Along these lines, our research reveals the role of goal-oriented migration in an interdependent network, where individuals on two different layers are playing two distinct games, namely the prisoner’s dilemma and the snowdrift game. Earlier studies on multilayer networks [67,68] uncovered that interdependence between networks generally inhibits the cooperation in the SD layer, although it is found to be useful for PD layer. In contrast, our mobility induced strategy improves the level of cooperation significantly in both layers. Each individual has been treated here as a mobile agent, looking for a better neighborhood in order to maximize the profit in terms of payoffs. This mobility influences the population dynamics and facilitates cooperators to survive appreciably by evading the invasions by defectors. Our systematic simulations indicate that the success of cooperators is enhanced in an intermediately dense population, where the availability of free space is sufficient.
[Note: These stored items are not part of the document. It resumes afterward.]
PR #1134, opened 2018-09-10
Update Reading System Conformance section for MathML

dauwhe:
This PR:

1. Rewords the reading system conformance requirement for MathML to better express our goals

2. Removes the section on fallback images via `altimg`, as we don't have much evidence that this is widely supported. Describing how to adapt content for non-conforming reading systems is also a tricky business to be in. 

3. Adds a note saying that reading systems may choose to support MathML via third-party libraries such as MathJax

4. Update links to MathML to point to the finished, undated MathML 3 spec rather than an outdated (and dated) version.

### DIFF
--- a/epub32/spec/epub-contentdocs.html
+++ b/epub32/spec/epub-contentdocs.html
@@ -684,12 +684,12 @@
 						<dl class="conformance-list">
 							<dt id="math-pres">Presentation MathML</dt>
 							<dd><p id="confreq-mathml-pres">The <code>math</code> element MUST contain only <a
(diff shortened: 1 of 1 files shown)


dauwhe:
@avneeshsingh @BCWalters does this work for you?

avneeshsingh:
Looks ok. Regarding mention of 3rd party libraries, most of software development projects involves use of 3rd party libraries, each and every thing is not coded natively. So, do we need to mention use of 3rd party libraries explicitly? This is not a disagreement, just want to highlight this fact.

Furthermore, we have shown that the performance of the proposed strategy will increase under suitable choices of the interdependence parameter and for a suitable value of the temptation parameter within the $[1.0,1.4)$ range. We have also studied the effect of free spaces by keeping the effective population size unchanged. We have also applied our approach to a multilayer network where on both layers the same game model was applied, and we have likewise observed a notable enhancement of cooperation (results not shown here).

The considered migration-induced interaction dynamics may lead to an interesting direction for future research at the interface of multilayer networks and evolutionary game theory, in particular with the aim of engineering better social systems at the interface of networks and human decision making under social dilemma conditions.